Long term fix - unbolt the tank from the ill-designed carrier.  Throw those aggravating supports away.  Get a piece of 3/4" exterior grade plywood.  This will provide a firm broad support under the entire tank.  Make a template of the holes from the bottom of the tank.  Drill holes in plywood - counter sink them if needed or get longer bolts.  Bolt the tank to the plywood and bolt the plywood onto whatever carrier platform you are using.  My cracked tank lasted about 4 more years with this "patch".  I did have to re-glop with silicone now and then.

I eventually had to replace the tank but am now a happy camper with my improvised plywood support!

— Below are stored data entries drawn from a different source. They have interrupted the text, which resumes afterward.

PR #16, opened 2025-06-25
[WASM] fix unconditional SIMD inclusion in WASM binary

ajakubowicz-canva:
### Context

I made a mistake using `#[target_feature(enable = "simd128")]` because it means the enclosed code is compiled using the simd128 feature flag. This can result in binaries containing SIMD. Even if the SIMD is never executed, older browsers may fail to validate the WASM binary if it includes SIMD instructions.

Thus, this PR removes all usages of target_feature for WASM, instead opting into optional compilation.

### Test plan

This really needs an automated test, but I haven't found a good way to test this yet.

I manually tested by running the following command:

Good luck!  PM me if you need further explanation.


----------



## nkbigdog (Aug 31, 2011)

I have a friend that had several Plastic cracking problems..I told him I have a plastic welder I bought about 30yrs ago while racing..It is a soldering iron that feeds plastic rods through it..He borrowed it and went to town on all his crack problems...It blew his mind at how well it worked...I purchased it from the Mac tool man..Don't know if they still make them but it worked for us..Good luck


----------



## Beagler (Aug 31, 2011)

Get a fiberglass repair kit from walmart, and get a cheap pair of rubber gloves to keep the resin from getting on your hands.


----------



## camotoy (Sep 1, 2011)

J-B Weld works wonders!!!!


----------



## rjcruiser (Sep 1, 2011)

camotoy said:


> J-B Weld works wonders!!!!



x2 they make a JB Weld for plastic.


----------



## Wild Turkey (Sep 1, 2011)

fiberglass resin wont stick to poly. JB weld on the inside or plastic weld is just about your only good choice. Just went thru the same and ended up buying a tank from local tank guy. 30 gal for 60 bucks


----------



## BREAK'N WINGS (Sep 2, 2011)

Funny we're always fixing those tractor supply and fimco sprayers.


----------



## elfiii (Sep 2, 2011)

rjcruiser said:


> x2 they make a JB Weld for plastic.



X 3. It will seal it up tight too!


----------



## dwhee87 (Sep 2, 2011)

Get a soldering gun with a flat tip and some white or clear plastic zip ties. Clean up the crack with a file, making it into a groove instead of a flat crack. Use the zip ties like solder, melting it and the tank wall at the same time and fill the groove with the melted zip tie. They are both made of polyethlyene, and should stick together very well.


----------



## win280 (Sep 2, 2011)

BREAK'N WINGS said:


> Funny we're always fixing those tractor supply and fimco sprayers.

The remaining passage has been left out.